Anesthetized Animals

For acute intracellular recordings, cats were anesthetized with a mixture of ketamine and xylazine (10-15 and 2-3 mg/kg i.m., respectively) and maintained in anesthetic state during the experiment by supplemental doses of ketamine (5 mg/kg). Body temperature was maintained at 37°C via a feedback-controlled heating pad and the heart rate was continuously monitored (90-110 bpm). All pressure points and incision sites were infiltrated with lidocaine (0.5%).

Animals were paralyzed with gallamine triethiodide and artificially ventilated to an end-tidal CO₂ concentration of 3.5-3.8%. Recording stability was maintained by cannulation of the cisterna magna, bilateral pneumothorax, hip suspension, and by sealing craniotomies with agar solution (4% in 0.9% saline).

Non-anesthetized animals

For chronic spike/LFP recordings, cats were implanted with indwelling electrodes and a head-restraint system according to surgical procedures described previously in Timofeev et al. ⁵⁹ and Chauvette et al. ⁶⁰. Briefly, cats were pre-anesthetized with an intramuscular injection of ketamine (3 mg/kg), buprenorphine (0.02 mg/kg), and dexmedetomidine (5 µg/kg). The incision site was shaved, and the cats were intubated for gaseous anesthesia. Lidocaine (0.5%) and bupivacaine (0.25%) was injected at the site of the incision and in all pressure points where the head contacted the stereotaxic frame. Four stainless-steel electrodes were implanted under stereotaxic guidance in the mPFC (from the interaural line: AP 23 to 24 mm, ML 1 mm, DV 5 mm, θ=10°) according to the Reinoso-Suarez stereotaxic atlas of the cat brain ⁶¹. Additionally, single stainless-steel electrodes were implanted in deep cortical layers (1.2 mm from cortical surface) in the ipsi-or contralateral hemisphere in the marginal gyrus [visual cortex (areas 17 and 18)], suprasylvian gyrus [associative cortex (areas 5, 7, and 21)], ectosylvian gyrus [auditory cortex (areas 22 and 50)], postcruciate gyrus [somatosensory cortex (area 3)], precruciate gyrus [motor cortex (areas 4 and 6)]. Tetrodes, constructed out of four twisted microwires (platinum-iridium, 12.5 µm, gold-plated to ∼200 kΩ), were implanted into the midline thalamus (from the interaural line: AP 11.5, ML 0.5, DV 1.5, θ=10°) and into the CA1 region of the hippocampus (from the interaural line: AP 7, ML 10.5, DV -3.5, θ=10°).

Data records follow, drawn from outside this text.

PR #137, opened 2021-12-28
Play audio without blocking until completion

AngellusMortis:
I realized that HA never updates the speaker state because UniFi Protect does not send WS messages about talkback. This will let us start playing audio, update speaker state and then block until completion so we can update speaker state again.

### DIFF
--- a/pyunifiprotect/data/devices.py
+++ b/pyunifiprotect/data/devices.py
@@ -1021,7 +1021,7 @@ class Camera(ProtectMotionDeviceModel):
         self.talkback_stream = TalkbackStream(self, content_url, ffmpeg_path)
         return self.talkback_stream
 
-    async def play_audio(self, content_url: str, ffmpeg_path: Optional[Path] = None) -> None:
+    async def play_audio(self, content_url: str, ffmpeg_path: Optional[Path] = None, blocking: bool = True) -> None:
         """
         Plays audio to a camera through its speaker.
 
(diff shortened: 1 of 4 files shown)


pyunifiprotect/data/devices.py
```diff
@@ -1031,9 +1031,21 @@ async def play_audio(self, content_url: str, ffmpeg_path: Optional[Path] = None)
...
+        * `blocking`: Awaits stream completion and logs stdout/stderr
         """
 
         stream = self.create_talkback_stream(content_url, ffmpeg_path)
+        await stream.start()
+
+        if blocking:
+            await self.wait_until_audio_completes()
+
+    async def wait_until_audio_completes(self) -> None:
```
bdraco, line 1043: Should this have a timeout?

AngellusMortis: In this case, probably not. It would be hard to create a timeout since the file could have a variable length. If it is a 5 second audio file, the timeout would probably be ~6 seconds. If it was 30, probably ~31 seconds.

The intention is just so you can know when it is complete and come back and do something later (in the case of HA, trigger another state update).

AngellusMortis: There is probably some weird cases where it _could_ hang forever, like zombie processes, but those should be pretty rare, if ever (I do not think I have ever seen ffmpeg have a zombie process). As long as ffmpeg exists, either successfully or not, this will eventually do something.

bdraco (approved):

PR #141, opened 2022-01-04
Adds more features for Smart Sensor

AngellusMortis:
TODO: More tests

* `Event`/`Sensor`: Adds support for `sensorOpened`, `sensorClosed`, `sensorExtermeValue`, and `sensorAlarm` events
* `Sensor`: Adds better enum typing
* `Sensor`: Adds various helper methods to configure sensor
* `ProtectApiClient`: For `get_events_raw`, replace `camera_ids` with `types` to filter based on event type.
* Generates new sample data with Sense devices

Only thing really missing for the UP Sense after this leak events (leak electrodes have not been released yet)

Filter to exclude sample files: https://github.com/briis/pyunifiprotect/pull/141/files?file-filters%5B%5D=.cfg&file-filters%5B%5D=.ini&file-filters%5B%5D=.py&file-filters%5B%5D=.txt


bdraco (approved):
LGTM.  I do not have a smart sensor so I cannot validate with production testing

PR #142, opened 2022-01-04
Removes deprecated unifi_ code. Drop 3.8 support. Upgrade mypy to pyproject.toml

AngellusMortis:
Now that pydantic _finally_ released 1.9.0, now is a good time to do a bunch of upgrades. Starting with 

* remove `UpvServer` and any remaining code that uses it
* remove Python 3.8 support
* replace `mypy.ini` with config in `pyproject.toml`


bdraco:
I might be a bit early to drop 3.8 since core dev still supports it

https://github.com/home-assistant/core/blob/dev/homeassistant/const.py#L13

AngellusMortis:
It is suppose to be removed soon. It was originally going to be 2022.1,but that release was canceled.

https://www.home-assistant.io/blog/2021/11/03/release-202111/

AngellusMortis:
Oh, found the drop PR to remove support: https://github.com/home-assistant/core/pull/62340

bdraco:
If we need to do a release of this before 2022.2 it would put us in a bit of a bind since there may still be users using 3.8

bdraco (approved):

PR #144, opened 2022-01-06
Fixes anonymizing data. Add logger support

AngellusMortis:


pyunifiprotect/cli.py
```diff
@@ -113,7 +113,7 @@ def generate_sample_data(
         output_folder = (tests_folder / "sample_data").absolute()
 
     protect = ProtectApiClient(address, port, username, password, verify_ssl=verify, debug=True)
-    SampleDataGenerator(protect, output_folder, anonymize, wait_type).generate()
+    SampleDataGenerator(protect, output_folder, anonymize, wait_type, cli=True).generate()
```
bdraco, line 116: Can we avoid making this aware of the cli?

Can we give this a progress callable instead?

AngellusMortis: This might only be a VS Code issue, but `typer` is actually based on `click`, which is already supposed to do that. The progress bar is not even supposed to print if `click` detects it is not a terminal.

AngellusMortis: But I definitely can refactor it to remove refernces of typer in the `SampleDataGenerator` and just pass in callables.

bdraco (approved):

PR #149, opened 2022-01-07
Improves is_ attrs

AngellusMortis:
After testing more in my main HA install, I found some more issues. 

Issues:

* `emit_message` was not being awaited
* As a result of above ^ the triggers were very inconsistent

Changes:

* Use fixed point in future as when the event "ends". This let's look at the WS value for the 30 second cutoff, but still have the 3 second "auto-expire"
* No more datetime math for the `is_` property. 
* Improves WS reconnects in the event of a disconnect

Since I am kind of tired of making releases only to test in my prod install. I am going to directly install this branch in my prod HA and test it further before marking as read.

### DIFF
--- a/pyunifiprotect/data/base.py
+++ b/pyunifiprotect/data/base.py
@@ -1,6 +1,7 @@
 """Unifi Protect Data."""
 from __future__ import annotations
 
+import asyncio
 from datetime import datetime, timedelta
 from ipaddress import IPv4Address
 from typing import (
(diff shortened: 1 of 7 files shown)


pyunifiprotect/data/base.py
```diff
@@ -603,6 +606,10 @@ def unifi_dict_to_dict(cls, data: Dict[str, Any]) -> Dict[str, Any]:
 
         return super().unifi_dict_to_dict(data)
 
+    def _event_callback_ping(self) -> None:
```
bdraco, line 609: Do we need to cancel and reschedule this if another message of the same type is emitted within the interval?

AngellusMortis: I mean we could, but all it does is send an empty packet as a ping.

AngellusMortis: I was sending the _at timestamp, but stopped for that reason. The ping could come in after another event.

bdraco (approved):

PR #151, opened 2022-01-10
Makes IO async friendly. Adds profile_ws command. Add zip option to data gen

AngellusMortis:


pyunifiprotect/utils.py
```diff
@@ -311,3 +320,43 @@ def print_ws_stat_summary(stats: List[WSStat], output: Optional[Callable[[Any],
...
+
+    if output_path:
+        json_data = [s.__dict__ for s in protect.bootstrap.ws_stats]
+
+        def write() -> None:
+            if output_path:
+                with open(output_path, "w", encoding="utf8") as outfile:
+                    json.dump(json_data, outfile, indent=4)
+
+        _LOGGER.debug("Writing json to %s...", output_path)
```
bdraco, line 357: Looks like similar code to `write_json_file`

bdraco (approved):

pyunifiprotect/utils.py
AngellusMortis: It is, but completely different file. I could refactor this out a bit though.

PR #161, opened 2022-01-13
Refactor Websocket code

AngellusMortis:
This PR will be a breaking change and need a major version bump (3.0) as it changes a number of public access variables on `ProtectApiClient`. Even if they essentially still function the same. 

Completely refactors and redesigns Websocket code:

* All Websocket code is not pulled out into a new Websocket class
* Adds timeout to handle Websocket connection getting "stuck"
* Decreases reconnect time to 10 seconds
* Simplifies async logic: WS task and WS session are no longer tracked on the class level. The disappear as soon as they are no longer relevant.
* Simplifies `last_update_id` and ensures it is always updated for future reconnects

Unrelated: Fixes python-xdist running with using "run tests", but _not_ running when you "debug tests".

### DIFF
--- a/pyunifiprotect/api.py
+++ b/pyunifiprotect/api.py
@@ -104,6 +104,7 @@ class BaseApiClient:
         if self._port != 443:
             url += f":{self._port}"
 
+        url += self.ws_path
         last_update_id = self._get_last_update_id()
         if last_update_id is None:
             return url
--- a/pyunifiprotect/api.py
+++ b/pyunifiprotect/api.py
@@ -400,9 +400,9 @@ class ProtectApiClient(BaseApiClient):
     _minimum_score: int
     _subscribed_models: Set[ModelType]
     _ignore_stats: bool
+    _ws_subscriptions: List[Callable[[WSSubscriptionMessage], None]]
     _bootstrap: Optional[Bootstrap] = None
     _last_update_dt: Optional[datetime] = None
-    _ws_subscriptions: List[Callable[[WSSubscriptionMessage], None]] = []
     _connection_host: Optional[Union[IPv4Address, str]] = None
 
     ignore_unadopted: bool
@@ -434,6 +434,7 @@ class ProtectApiClient(BaseApiClient):
         self._minimum_score = minimum_score
         self._subscribed_models = subscribed_models or set()
         self._ignore_stats = ignore_stats
+        self._ws_subscriptions = []
         self.ignore_unadopted = ignore_unadopted
 
         if override_connection_host:
--- a/pyunifiprotect/api.py
+++ b/pyunifiprotect/api.py
@@ -71,7 +71,7 @@ class BaseApiClient:
     _websocket: Optional[Websocket] = None
 
     api_path: str = "/proxy/protect/api/"
-    ws_path: str = "/proxy/protect/ws/"
+    ws_path: str = "/proxy/protect/ws/updates"
 
     def __init__(
         self,
--- a/pyunifiprotect/api.py
+++ b/pyunifiprotect/api.py
@@ -58,12 +58,6 @@ RETRY_TIMEOUT = 10
 _LOGGER = logging.getLogger(__name__)
 
 
-def _reset_connection(connection: Optional[Union[aiohttp.ClientSession, aiohttp.ClientWebSocketResponse]]) -> None:
-    if connection is not None and not connection.closed:
-        loop = asyncio.get_running_loop()
-        loop.create_task(connection.close())
-
-
 class BaseApiClient:
     _host: str
     _port: int
--- a/pyunifiprotect/api.py
+++ b/pyunifiprotect/api.py
@@ -44,6 +44,7 @@ from pyunifiprotect.utils import (
     to_js_time,
     utc_now,
 )
+from pyunifiprotect.websocket import Websocket
 
 NEVER_RAN = -1000
 # how many seconds before the bootstrap is refreshed from Protect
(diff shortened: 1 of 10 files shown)


pyunifiprotect/api.py
```diff
@@ -323,13 +323,17 @@ def reset_ws(self) -> None:
...
-                    self._ws_session = None
+                self._ws_task = None
             except Exception:  # pylint: disable=broad-except
                 _LOGGER.exception("Could not cancel WS task")
 
+        if self._ws_task is None:
+            self._ws_connection = None
+            if self._ws_session is not None:
+                _LOGGER.debug("Reseting WS session...")
+                self._ws_session.close()
```
bdraco, line 334: Looks like this was being awaited before?

AngellusMortis: Oh crap. It was. maybe that is the problem!

pyunifiprotect/api.py
```diff
@@ -57,6 +57,12 @@
 _LOGGER = logging.getLogger(__name__)
 
 
+def _reset_connection(connection: Optional[Union[aiohttp.ClientSession, aiohttp.ClientWebSocketResponse]]) -> None:
+    if connection is not None and not connection.closed:
+        loop = asyncio.get_running_loop()
+        loop.create_task(connection.close())
```
bdraco, line 63: This looks like it's race prone.  Is there a chance it won't be closed before the next one is started?

bdraco:
Maybe it would be easier if there was a separate function to start the websocket and the watchdog task instead of using the periodically polling?

AngellusMortis:
> Maybe it would be easier if there was a separate function to start the websocket and the watchdog task instead of using the periodically polling?

I think that is a good future enhancement once we get the polling to work reliably. Adding another task would complicate the process and make it harder to debug and get working better.

pyunifiprotect/api.py
AngellusMortis: It is, but I do not believe that to be a problem. My understanding is that you are supposed to close the connections to prevent resource leaks. So as long as the connect is eventually closed, it should not matter if it happens before another attempt is made.

Unless I am missing something on how it async connections work.

bdraco:
Aaron had similar issues with aioambient

I think this was the final solution https://github.com/bachya/aioambient/blob/dev/aioambient/websocket.py

pyunifiprotect/api.py
bdraco: It's not a problem unless the protect device will start to get upset about how many connections there are to the websocket

AngellusMortis:
Hmmm... I still see what I can do to rework the Websocket stuff.

AngellusMortis:
Okay. I complete refactored out and redesigned the Webocket code so it is not entangled in the API client.

pyunifiprotect/websocket.py
```diff
@@ -0,0 +1,136 @@
...
+            self._timer_task.cancel()
+
+    async def _timeout(self) -> None:
+        _LOGGER.debug("WS timed out")
+        if not await self.reconnect():
+            await self._timeout()
+
+    async def _reset_timeout(self) -> None:
+        _LOGGER.debug("WS timeout reset")
+        self._cancel_timeout()
```
bdraco, line 92: The unifi protect websocket is a lot busier than most. Canceling and readding timers is going to be a bit expensive. 

We usually set a value to the time.monotonic and have something that checks it periodically to see if we hit the timeout/failure stare

AngellusMortis:
Testing this out now. It looks like messages are not bubbling up to HA. So, I am debugging that issue now. A bunch of minor changes likely inbound.

pyunifiprotect/websocket.py
```diff
@@ -0,0 +1,165 @@
...
+
+    def _cancel_timeout(self) -> None:
+        if self._timer_task:
+            self._timer_task.cancel()
+
+    async def connect(self) -> bool:
+        """Connect the websocket."""
+
+        _LOGGER.debug("Scheduling WS connect...")
+        asyncio.create_task(self._websocket_loop())
```
bdraco, line 116: Pass in a `asyncio.Future` or `asyncio.Event` and set it once connected so you can await it wrapped in `asyncio.wait_for` without a timeout below without the sleep.

AngellusMortis: Oh neat. I was wondering a good way to do that. Could not fix it out.

pyunifiprotect/websocket.py
```diff
@@ -0,0 +1,162 @@
...
+    _headers: Optional[Dict[str, str]] = None
+    _timer_task: Optional[asyncio.Task[None]] = None
+    _ws_connection: Optional[ClientWebSocketResponse] = None
+
+    def __init__(
+        self,
+        url: str,
+        auth_callback: CALLBACK_TYPE,
+        timeout: int = 30,
+        reconnect_wait: int = 10,
```
bdraco, line 31: Maybe call this a backoff?

pyunifiprotect/websocket.py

For electro-oculography (EOG), a silver electrode was implanted through the orbital bone and for electromyography (EMG), two teflon-insulated stainless-steel electrodes were implanted into the neck muscle. All recordings were referenced to a silver electrode fixed to the skull above the cerebellum. To allow for subsequent head-restrained recordings, head-fixation holders were also attached and encased into the dental cement. Throughout the surgery, the body temperature was maintained at 37°C using a water-circulating thermo-regulated blanket. Heartbeat, oxygen saturation and blood pressure were continuously monitored using a pulse oximeter (Rad-8; MatVet), and the level of anesthesia was adjusted to maintain a heartbeat at 130-150 per minute. Lactate Ringer’s solution was given intravenously (5 ml/ kg/h, i.v.) during the surgery. After the surgery, cats received meloxicam (0.05 mg/kg) once a day for 3 days.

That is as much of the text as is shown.